(Collected data entries):
- - - -

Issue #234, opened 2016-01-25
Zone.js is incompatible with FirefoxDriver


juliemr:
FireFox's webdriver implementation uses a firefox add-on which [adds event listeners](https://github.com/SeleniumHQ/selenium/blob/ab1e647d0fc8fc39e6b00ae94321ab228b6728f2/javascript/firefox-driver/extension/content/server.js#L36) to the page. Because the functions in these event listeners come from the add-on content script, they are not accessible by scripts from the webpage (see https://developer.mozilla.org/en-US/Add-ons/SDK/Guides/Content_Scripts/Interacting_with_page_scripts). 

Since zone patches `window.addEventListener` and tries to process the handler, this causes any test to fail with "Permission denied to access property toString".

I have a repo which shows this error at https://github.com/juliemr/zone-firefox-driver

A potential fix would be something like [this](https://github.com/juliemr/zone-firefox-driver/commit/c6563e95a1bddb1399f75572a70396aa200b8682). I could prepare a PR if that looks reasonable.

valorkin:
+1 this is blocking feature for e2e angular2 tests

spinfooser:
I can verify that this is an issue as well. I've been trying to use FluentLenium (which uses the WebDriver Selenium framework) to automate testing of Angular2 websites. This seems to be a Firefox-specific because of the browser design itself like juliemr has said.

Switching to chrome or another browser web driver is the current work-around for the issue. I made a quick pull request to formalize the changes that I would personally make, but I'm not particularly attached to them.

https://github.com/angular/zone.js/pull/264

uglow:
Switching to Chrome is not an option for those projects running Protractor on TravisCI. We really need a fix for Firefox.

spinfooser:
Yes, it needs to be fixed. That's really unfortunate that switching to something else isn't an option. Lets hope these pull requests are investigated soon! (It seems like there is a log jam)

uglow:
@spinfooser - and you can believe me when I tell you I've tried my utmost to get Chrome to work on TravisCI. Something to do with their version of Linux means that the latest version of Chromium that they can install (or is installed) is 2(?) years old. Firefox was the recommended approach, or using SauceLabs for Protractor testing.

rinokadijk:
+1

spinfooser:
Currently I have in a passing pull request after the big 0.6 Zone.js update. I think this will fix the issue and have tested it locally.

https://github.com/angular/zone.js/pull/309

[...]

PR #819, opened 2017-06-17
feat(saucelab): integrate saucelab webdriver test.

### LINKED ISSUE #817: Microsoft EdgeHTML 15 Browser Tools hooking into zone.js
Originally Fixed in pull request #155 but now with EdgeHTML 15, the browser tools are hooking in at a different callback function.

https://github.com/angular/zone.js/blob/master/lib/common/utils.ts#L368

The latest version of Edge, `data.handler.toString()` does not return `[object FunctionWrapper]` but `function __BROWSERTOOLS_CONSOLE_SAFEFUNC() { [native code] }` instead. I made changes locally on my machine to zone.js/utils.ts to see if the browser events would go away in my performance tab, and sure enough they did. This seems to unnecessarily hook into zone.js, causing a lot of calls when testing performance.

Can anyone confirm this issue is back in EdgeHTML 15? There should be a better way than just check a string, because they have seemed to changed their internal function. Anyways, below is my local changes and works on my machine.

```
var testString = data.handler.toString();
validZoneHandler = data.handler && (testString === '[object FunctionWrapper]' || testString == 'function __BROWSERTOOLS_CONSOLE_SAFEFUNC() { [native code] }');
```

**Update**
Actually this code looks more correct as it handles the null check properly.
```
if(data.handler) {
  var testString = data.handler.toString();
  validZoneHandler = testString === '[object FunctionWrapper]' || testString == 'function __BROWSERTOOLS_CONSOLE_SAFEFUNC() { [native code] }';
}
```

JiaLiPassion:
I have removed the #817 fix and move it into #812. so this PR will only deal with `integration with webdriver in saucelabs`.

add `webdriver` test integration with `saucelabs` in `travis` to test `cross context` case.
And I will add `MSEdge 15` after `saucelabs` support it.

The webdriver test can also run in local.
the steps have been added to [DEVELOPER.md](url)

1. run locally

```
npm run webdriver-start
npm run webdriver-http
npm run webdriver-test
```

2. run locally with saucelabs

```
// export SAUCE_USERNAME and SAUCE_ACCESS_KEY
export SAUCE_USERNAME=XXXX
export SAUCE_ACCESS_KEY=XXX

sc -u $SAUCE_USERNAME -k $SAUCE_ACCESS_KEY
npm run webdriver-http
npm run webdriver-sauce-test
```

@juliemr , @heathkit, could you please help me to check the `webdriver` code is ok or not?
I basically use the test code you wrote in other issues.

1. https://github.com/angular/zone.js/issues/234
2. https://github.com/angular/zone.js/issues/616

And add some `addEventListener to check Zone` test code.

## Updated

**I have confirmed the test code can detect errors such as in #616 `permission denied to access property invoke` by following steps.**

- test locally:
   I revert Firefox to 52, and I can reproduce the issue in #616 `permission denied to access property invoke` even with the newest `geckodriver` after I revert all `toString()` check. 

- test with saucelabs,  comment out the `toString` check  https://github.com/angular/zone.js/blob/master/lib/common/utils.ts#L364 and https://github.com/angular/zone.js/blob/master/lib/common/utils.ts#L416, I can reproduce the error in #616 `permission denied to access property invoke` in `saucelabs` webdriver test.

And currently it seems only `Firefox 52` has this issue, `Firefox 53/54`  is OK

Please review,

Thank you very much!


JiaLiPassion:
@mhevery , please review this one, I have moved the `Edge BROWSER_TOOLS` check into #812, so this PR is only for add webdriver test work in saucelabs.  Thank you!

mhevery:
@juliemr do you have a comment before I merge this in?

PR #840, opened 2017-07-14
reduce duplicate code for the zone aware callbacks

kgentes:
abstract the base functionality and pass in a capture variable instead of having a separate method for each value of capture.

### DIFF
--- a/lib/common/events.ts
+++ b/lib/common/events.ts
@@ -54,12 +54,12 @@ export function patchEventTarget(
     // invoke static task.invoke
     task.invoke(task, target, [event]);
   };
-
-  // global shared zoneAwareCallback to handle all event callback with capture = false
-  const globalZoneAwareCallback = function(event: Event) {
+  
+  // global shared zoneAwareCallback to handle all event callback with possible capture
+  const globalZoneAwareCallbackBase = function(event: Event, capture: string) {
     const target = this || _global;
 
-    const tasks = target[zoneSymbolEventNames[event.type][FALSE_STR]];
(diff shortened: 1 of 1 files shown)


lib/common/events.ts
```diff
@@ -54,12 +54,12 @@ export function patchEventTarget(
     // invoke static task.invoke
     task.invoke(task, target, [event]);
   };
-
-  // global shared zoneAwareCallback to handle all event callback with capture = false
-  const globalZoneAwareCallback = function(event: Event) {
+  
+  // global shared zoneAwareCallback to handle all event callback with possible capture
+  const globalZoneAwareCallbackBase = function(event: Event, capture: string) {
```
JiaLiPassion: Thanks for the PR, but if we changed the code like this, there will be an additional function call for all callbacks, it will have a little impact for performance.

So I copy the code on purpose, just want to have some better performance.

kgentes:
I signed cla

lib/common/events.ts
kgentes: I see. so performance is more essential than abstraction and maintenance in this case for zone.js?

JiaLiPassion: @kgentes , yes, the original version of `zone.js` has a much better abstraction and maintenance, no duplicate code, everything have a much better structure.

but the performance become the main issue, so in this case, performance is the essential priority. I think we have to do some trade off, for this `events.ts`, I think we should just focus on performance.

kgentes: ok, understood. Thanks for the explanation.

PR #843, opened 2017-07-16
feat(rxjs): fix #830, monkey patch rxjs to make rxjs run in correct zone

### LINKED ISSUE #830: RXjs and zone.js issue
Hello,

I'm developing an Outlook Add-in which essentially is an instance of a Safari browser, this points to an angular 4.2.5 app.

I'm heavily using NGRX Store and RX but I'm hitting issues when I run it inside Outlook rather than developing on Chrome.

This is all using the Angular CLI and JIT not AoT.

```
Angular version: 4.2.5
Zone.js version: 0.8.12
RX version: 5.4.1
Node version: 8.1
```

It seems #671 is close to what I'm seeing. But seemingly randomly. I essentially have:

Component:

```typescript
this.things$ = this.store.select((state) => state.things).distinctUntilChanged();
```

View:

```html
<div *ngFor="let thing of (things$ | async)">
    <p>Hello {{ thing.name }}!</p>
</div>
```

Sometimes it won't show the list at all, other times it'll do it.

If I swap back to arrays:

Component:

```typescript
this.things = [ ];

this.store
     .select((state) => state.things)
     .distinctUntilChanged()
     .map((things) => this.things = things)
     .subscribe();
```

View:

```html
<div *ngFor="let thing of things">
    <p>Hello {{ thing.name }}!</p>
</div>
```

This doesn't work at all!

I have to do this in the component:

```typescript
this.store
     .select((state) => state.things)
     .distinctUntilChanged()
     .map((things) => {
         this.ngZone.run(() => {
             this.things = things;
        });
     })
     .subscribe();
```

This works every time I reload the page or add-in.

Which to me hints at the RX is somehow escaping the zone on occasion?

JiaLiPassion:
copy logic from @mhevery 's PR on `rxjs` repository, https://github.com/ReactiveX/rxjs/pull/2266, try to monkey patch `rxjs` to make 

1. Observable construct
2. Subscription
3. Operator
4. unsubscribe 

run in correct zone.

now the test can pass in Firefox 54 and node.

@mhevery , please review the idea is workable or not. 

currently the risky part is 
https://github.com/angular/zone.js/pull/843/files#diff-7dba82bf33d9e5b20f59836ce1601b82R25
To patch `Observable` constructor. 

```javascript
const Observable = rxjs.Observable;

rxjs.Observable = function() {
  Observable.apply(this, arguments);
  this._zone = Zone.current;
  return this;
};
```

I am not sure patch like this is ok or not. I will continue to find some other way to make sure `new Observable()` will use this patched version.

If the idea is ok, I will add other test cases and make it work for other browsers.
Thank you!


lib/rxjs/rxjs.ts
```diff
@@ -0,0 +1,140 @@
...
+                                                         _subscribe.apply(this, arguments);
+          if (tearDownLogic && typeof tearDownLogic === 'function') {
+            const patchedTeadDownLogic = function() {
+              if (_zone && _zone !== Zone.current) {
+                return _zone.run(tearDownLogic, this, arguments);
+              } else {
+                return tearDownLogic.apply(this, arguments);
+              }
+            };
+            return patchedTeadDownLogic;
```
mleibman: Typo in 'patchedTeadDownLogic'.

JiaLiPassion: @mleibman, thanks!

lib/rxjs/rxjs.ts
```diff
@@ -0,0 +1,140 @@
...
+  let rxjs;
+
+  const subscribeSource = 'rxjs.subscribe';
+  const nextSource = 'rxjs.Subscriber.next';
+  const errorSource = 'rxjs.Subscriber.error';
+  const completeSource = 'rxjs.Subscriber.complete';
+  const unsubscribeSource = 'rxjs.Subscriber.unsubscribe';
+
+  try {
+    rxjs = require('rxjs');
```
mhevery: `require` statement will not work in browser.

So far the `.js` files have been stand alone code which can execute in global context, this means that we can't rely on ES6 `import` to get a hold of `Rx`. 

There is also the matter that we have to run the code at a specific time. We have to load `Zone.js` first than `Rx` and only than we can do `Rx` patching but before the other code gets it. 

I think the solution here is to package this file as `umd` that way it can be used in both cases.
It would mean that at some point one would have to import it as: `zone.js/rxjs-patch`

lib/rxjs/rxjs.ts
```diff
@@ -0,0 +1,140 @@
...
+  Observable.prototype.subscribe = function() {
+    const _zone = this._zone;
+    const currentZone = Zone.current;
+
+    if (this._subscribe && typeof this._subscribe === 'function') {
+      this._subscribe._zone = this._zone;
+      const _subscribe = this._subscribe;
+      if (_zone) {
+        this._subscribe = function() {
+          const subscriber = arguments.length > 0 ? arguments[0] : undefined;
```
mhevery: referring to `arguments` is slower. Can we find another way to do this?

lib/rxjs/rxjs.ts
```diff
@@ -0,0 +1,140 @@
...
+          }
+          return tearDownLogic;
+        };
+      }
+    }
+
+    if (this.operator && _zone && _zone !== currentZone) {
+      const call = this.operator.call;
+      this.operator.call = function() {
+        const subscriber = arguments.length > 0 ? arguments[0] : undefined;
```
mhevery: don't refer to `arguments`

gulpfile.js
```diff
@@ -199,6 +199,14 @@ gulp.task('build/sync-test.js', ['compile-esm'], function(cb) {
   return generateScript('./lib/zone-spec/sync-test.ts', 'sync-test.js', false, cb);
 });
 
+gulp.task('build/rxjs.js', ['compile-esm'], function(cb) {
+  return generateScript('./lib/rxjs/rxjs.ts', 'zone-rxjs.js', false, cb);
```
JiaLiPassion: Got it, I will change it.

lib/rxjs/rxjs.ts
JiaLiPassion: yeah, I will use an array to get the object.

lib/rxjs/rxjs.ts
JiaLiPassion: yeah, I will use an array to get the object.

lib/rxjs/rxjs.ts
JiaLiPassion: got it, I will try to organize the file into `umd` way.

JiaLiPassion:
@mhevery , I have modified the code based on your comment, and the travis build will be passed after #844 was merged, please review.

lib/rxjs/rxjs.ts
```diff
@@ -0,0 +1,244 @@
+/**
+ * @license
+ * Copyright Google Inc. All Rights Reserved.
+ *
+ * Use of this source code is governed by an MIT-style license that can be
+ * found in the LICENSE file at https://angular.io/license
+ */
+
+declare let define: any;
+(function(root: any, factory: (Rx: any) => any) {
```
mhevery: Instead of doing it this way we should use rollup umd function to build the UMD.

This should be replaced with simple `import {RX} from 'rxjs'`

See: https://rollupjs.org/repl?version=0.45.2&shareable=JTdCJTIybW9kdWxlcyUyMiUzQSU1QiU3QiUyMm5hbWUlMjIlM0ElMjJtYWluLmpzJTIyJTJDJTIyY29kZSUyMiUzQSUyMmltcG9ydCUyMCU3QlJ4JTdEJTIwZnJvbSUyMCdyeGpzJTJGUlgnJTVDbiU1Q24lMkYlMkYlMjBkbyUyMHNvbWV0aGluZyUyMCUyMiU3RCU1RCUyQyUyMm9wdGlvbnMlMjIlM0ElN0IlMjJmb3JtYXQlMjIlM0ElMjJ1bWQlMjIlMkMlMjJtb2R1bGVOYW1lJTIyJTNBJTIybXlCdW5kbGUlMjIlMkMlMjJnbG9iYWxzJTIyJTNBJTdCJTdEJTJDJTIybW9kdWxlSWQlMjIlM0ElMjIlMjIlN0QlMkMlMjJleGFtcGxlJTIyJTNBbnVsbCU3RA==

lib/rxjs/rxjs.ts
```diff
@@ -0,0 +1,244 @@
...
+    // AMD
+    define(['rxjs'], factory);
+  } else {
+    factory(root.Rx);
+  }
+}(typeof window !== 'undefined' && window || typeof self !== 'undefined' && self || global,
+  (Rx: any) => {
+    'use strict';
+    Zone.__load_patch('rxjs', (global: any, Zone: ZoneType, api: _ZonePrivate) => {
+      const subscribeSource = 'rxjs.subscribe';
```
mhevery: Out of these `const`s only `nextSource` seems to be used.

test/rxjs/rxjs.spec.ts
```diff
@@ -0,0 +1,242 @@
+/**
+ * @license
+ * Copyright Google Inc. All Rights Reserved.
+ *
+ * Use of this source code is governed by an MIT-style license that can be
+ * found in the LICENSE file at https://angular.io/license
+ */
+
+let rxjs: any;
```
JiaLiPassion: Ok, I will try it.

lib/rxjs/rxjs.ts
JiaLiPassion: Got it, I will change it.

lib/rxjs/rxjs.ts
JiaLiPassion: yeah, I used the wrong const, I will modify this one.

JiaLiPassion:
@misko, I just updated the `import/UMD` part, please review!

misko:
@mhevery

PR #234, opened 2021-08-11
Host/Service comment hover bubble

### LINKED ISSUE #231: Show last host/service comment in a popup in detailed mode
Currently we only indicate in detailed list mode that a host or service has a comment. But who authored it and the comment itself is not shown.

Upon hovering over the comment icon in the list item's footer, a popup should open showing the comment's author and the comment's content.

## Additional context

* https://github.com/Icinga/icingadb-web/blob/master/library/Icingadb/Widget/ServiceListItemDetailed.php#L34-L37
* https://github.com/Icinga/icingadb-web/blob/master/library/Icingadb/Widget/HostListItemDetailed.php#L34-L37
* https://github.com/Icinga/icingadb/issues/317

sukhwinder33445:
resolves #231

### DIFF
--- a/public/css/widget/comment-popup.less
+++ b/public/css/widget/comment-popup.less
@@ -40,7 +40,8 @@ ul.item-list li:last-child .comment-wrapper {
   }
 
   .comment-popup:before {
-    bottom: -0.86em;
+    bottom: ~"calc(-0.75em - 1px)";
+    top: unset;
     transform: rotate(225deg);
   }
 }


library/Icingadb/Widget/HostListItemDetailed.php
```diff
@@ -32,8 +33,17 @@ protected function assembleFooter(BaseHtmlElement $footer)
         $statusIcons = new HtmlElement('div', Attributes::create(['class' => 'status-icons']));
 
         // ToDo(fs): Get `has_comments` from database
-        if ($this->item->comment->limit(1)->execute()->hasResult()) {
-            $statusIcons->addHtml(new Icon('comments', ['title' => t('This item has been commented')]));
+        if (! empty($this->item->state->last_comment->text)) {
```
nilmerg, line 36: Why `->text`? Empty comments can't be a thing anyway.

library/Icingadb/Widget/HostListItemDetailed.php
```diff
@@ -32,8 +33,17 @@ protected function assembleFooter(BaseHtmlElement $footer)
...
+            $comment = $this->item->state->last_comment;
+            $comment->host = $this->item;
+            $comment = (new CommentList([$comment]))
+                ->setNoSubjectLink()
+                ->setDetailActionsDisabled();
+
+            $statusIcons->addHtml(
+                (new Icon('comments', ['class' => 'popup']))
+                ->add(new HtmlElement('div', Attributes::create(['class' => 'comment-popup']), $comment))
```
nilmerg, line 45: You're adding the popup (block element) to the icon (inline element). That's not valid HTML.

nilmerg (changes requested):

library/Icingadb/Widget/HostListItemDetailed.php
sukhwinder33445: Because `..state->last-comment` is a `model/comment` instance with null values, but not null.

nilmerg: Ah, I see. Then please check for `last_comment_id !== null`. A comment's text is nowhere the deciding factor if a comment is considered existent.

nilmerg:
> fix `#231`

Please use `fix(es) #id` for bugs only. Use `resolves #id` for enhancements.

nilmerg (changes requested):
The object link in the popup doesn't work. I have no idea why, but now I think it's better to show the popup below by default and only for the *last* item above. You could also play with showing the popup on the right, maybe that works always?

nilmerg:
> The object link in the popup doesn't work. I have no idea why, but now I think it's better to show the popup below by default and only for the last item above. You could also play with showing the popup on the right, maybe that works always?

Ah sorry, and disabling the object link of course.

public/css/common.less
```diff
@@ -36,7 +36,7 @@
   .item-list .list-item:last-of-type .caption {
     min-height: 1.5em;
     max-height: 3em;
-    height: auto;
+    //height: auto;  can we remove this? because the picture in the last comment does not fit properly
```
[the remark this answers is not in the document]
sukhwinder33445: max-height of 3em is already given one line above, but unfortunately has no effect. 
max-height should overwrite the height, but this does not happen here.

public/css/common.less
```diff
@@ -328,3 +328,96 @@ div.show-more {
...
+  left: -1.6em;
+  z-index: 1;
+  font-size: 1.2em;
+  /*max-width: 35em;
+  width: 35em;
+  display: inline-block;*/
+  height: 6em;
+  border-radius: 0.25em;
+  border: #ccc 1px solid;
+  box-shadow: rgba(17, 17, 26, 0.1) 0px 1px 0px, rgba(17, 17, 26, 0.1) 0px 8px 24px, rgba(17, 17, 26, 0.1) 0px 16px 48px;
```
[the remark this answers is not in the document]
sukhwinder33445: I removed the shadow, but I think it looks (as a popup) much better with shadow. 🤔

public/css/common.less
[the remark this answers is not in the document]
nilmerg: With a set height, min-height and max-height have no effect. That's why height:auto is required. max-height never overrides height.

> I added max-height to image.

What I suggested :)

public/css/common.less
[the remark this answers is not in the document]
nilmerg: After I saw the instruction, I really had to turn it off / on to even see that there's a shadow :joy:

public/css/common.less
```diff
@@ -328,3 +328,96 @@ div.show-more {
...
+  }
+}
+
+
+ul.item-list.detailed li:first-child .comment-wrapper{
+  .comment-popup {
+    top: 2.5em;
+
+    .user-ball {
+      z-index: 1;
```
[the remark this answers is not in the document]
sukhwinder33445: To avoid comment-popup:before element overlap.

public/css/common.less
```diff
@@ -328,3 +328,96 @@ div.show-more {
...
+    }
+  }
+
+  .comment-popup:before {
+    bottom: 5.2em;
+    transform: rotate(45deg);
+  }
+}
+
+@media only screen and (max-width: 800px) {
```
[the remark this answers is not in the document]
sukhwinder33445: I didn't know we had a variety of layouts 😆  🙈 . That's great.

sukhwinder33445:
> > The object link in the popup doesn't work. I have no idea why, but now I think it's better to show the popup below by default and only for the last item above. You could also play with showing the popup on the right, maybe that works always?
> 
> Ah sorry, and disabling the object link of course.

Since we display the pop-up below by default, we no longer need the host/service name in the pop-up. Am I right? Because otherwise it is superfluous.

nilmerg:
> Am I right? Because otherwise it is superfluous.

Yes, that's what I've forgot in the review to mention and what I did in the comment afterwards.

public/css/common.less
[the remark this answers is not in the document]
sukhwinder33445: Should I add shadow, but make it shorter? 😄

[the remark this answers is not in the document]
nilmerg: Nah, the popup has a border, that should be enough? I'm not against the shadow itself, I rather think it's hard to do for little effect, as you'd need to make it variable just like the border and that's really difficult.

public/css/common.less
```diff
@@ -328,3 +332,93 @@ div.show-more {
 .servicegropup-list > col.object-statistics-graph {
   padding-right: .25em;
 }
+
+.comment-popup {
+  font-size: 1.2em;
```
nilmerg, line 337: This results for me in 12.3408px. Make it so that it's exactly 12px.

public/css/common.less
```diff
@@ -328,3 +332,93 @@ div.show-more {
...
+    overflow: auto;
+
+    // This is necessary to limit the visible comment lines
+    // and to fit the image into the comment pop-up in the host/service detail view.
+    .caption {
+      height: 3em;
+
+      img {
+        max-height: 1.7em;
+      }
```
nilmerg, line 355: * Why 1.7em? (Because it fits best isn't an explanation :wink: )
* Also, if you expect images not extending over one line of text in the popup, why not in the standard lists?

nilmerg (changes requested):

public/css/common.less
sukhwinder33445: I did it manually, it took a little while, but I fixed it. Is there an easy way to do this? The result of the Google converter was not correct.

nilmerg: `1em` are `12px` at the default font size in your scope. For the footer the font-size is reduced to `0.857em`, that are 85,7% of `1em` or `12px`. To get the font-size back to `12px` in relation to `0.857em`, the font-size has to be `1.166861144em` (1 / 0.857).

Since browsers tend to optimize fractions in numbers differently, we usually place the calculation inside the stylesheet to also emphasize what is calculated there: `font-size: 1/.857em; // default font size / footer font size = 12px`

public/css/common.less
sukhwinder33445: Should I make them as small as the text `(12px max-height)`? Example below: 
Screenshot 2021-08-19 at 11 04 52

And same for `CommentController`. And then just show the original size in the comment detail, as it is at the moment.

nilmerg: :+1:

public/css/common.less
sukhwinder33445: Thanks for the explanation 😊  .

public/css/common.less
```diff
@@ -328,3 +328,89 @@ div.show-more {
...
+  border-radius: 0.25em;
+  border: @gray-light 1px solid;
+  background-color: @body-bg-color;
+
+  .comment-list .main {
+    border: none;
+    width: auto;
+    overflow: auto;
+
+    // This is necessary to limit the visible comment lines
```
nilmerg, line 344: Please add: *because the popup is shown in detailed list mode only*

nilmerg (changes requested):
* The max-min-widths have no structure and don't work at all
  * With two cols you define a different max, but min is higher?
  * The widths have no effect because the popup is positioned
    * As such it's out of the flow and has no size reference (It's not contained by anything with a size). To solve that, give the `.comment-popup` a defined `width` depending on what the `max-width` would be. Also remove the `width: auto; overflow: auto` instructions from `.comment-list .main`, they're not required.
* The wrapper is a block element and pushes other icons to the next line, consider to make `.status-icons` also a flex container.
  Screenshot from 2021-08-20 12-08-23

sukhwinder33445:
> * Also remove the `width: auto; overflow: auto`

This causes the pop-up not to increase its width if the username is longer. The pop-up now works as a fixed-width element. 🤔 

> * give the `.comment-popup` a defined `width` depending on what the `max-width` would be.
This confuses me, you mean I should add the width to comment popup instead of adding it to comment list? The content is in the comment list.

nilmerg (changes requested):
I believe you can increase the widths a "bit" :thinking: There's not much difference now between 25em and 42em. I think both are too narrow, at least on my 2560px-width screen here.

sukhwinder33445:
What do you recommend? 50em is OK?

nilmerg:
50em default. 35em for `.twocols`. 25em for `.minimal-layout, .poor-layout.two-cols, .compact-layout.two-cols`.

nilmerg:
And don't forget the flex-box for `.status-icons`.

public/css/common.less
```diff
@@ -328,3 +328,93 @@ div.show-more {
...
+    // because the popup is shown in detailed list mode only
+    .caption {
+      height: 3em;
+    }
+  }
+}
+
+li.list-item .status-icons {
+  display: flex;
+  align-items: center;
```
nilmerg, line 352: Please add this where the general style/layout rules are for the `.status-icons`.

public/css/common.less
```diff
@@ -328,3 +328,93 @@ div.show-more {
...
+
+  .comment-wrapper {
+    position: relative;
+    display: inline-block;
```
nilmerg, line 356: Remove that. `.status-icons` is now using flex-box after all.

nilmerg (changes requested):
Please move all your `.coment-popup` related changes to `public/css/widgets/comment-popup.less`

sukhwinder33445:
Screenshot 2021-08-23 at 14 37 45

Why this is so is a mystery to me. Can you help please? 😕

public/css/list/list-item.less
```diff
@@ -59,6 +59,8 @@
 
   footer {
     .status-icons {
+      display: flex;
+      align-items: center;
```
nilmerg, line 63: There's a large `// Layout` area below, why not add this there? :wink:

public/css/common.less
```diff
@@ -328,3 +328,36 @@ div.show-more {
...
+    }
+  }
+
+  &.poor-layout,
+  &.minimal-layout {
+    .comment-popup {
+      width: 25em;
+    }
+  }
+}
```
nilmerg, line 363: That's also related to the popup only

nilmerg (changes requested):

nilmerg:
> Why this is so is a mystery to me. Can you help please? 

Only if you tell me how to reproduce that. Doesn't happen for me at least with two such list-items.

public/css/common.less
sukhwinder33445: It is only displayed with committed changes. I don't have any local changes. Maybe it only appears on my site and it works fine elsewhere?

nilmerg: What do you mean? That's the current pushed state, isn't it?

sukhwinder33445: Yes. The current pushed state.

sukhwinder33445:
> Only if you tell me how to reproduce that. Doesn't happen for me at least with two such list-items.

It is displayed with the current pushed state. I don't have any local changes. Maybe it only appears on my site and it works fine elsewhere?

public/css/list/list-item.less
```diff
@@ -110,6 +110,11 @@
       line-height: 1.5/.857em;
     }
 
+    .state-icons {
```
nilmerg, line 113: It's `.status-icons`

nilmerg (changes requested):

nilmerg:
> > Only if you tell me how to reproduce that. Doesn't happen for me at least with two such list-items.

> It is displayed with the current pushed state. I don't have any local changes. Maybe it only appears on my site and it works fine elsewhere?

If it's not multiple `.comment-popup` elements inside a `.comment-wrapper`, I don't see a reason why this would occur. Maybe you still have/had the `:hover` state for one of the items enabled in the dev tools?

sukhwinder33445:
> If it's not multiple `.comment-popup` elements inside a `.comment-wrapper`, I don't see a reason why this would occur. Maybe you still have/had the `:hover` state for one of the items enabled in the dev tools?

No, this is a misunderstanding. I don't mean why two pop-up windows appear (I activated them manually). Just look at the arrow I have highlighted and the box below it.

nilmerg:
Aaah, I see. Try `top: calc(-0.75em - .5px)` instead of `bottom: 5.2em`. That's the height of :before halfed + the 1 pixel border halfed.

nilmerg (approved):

- - - -

(Work to be completed): Once you find the line containing "nilmerg: What do", copy it and every line after it through the end of the records, exactly as they stand.

(Reply):
nilmerg: What do you mean? That's the current pushed state, isn't it?

sukhwinder33445: Yes. The current pushed state.

sukhwinder33445:
> Only if you tell me how to reproduce that. Doesn't happen for me at least with two such list-items.

It is displayed with the current pushed state. I don't have any local changes. Maybe it only appears on my site and it works fine elsewhere?

public/css/list/list-item.less
```diff
@@ -110,6 +110,11 @@
       line-height: 1.5/.857em;
     }
 
+    .state-icons {
```
nilmerg, line 113: It's `.status-icons`

nilmerg (changes requested):

nilmerg:
> > Only if you tell me how to reproduce that. Doesn't happen for me at least with two such list-items.

> It is displayed with the current pushed state. I don't have any local changes. Maybe it only appears on my site and it works fine elsewhere?

If it's not multiple `.comment-popup` elements inside a `.comment-wrapper`, I don't see a reason why this would occur. Maybe you still have/had the `:hover` state for one of the items enabled in the dev tools?

sukhwinder33445:
> If it's not multiple `.comment-popup` elements inside a `.comment-wrapper`, I don't see a reason why this would occur. Maybe you still have/had the `:hover` state for one of the items enabled in the dev tools?

No, this is a misunderstanding. I don't mean why two pop-up windows appear (I activated them manually). Just look at the arrow I have highlighted and the box below it.

nilmerg:
Aaah, I see. Try `top: calc(-0.75em - .5px)` instead of `bottom: 5.2em`. That's the height of :before halfed + the 1 pixel border halfed.

nilmerg (approved):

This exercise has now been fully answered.